Exhibiting Poetry and Rhetoric

National Library of Ireland

Image Credit: Screen Shot from the National Library of Ireland

While conducting research on W.B. Yeats I encountered this fascinating online exhibition from the National Library of Ireland that raised interesting questions for me about the relationship between visual rhetoric and literary archives.  Like many other graduate students teaching rhetoric while writing a dissertation on literature, I often wonder about the interconnections between the two fields and what ideas crossover and what do not.  Yeats, in many ways, seems like the perfect place to start to blur lines between the rhetorical, the literary, the visual and the auditory.  Navigating this website, I was struck by the extent to which the virtual museum brings together these fields and makes visible Yeats’s complicatedly interdisciplinary and multi-sensory career.

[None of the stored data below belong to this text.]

PR #1176, opened 2026-06-04
[16.0] [REF] shopfloor_reception: use shopfloor.search.move.line component in scan_document

nicolas-delbovier-acsone:
### Rationale
The "additional_domain" on the menu was respected when displaying the list of pickings but when scanning a picking by name, you could bypass the filter

---

- Reduces code duplication
- Fix scan_document bypassing the "additional_domain" set on the shopfloor menu

### DIFF
--- a/shopfloor/actions/move_line_search.py
+++ b/shopfloor/actions/move_line_search.py
@@ -61,10 +61,11 @@ class MoveLineSearch(Component):
     def _search_move_lines_domain(
         self,
         locations=None,
-        picking_type=None,
-        package=None,
-        product=None,
-        lot=None,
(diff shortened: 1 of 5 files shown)


nicolas-delbovier-acsone:
@jbaudoux

jbaudoux (commented):
You need to do this for all the scan document handlers.
I would rely on search_move_lines action and adapt it to support recordset instead of record as arguments

nicolas-delbovier-acsone:
@jbaudoux

jbaudoux (approved):
Nice cleaning :)

PR #1178, opened 2026-06-10
[16.0][IMP] stock_available_to_promise_release_block: add backorder auto-blocking modes

nicolas-delbovier-acsone:
Replace the boolean "Auto-block Release on Backorders" option by a selection field to support multiple blocking strategies.

Available modes are:

Never, Always, On single OUT move for customer

The new customer-based mode automatically blocks a backorder only when it would become the sole outgoing move for the customer, helping avoid shipping a delivery containing a single late product.


nicolas-delbovier-acsone:
Closed because we had no more need for this change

This exhibition includes virtual rooms recreating spaces that Yeats inhabited, display cases with clickable first editions and manuscripts, videos with scholarly commentators discussing Yeats’s biography and works and images of various artifacts displayed in the collection. One of the advantages of the online exhibition is that the viewer can virtually turn pages of documents that would otherwise be static in the display cases.  In this manner, I was able to leaf through a few pages of a first edition without having to visit the archive.

The Tower

Image Credit: Screen Shot from the National Library of Ireland

The exhibit also displays a few instances of visual literary criticism, such as a compelling chart that tracks the composition of Yeats’s The Tower.  By clicking on the icon of a single poem, the display highlights a line tracking the publication history.  Three poems—“Nineteen Hundred and Nineteen,” “Leda and the Swan” and “Sailing to Byzantium”— are linked to auditory commentary on Yeats’s extensive revision process. 

Broadside

Image Credit: Screen Shot from the National Library of Ireland

In many respects, the strategies of this exhibition are similar to those in Yeats’s broadsides.  In these broadsides, published by the Cuala Press, Yeats included visual prints, poetic text and sheet music to combine different sensory experiences in works that were, on several levels, blurring the tenuous lines between rhetoric and art.   

Comments

Revision and visual archives

Hi Emily, 

Thanks for such a wonderful post.  One of the things that I enjoyed so much about the site you pointed us toward is the way in which the creators have allowed access to so many of Yeats' drafts with notes all over each.  I always wish I had time to build into my syllabus a trip over to the HRC to have my students look at the messy writing processes of some of the "greats."  I like to emphasize that revision takes time and that writing is not a process that just flows naturally to even the most famous authors.  The site you've pointed out makes it easier to make this point because it allows students to see the visual nature of his/the writing process as process without the hassle of losing a whole day to a field trip to the archive.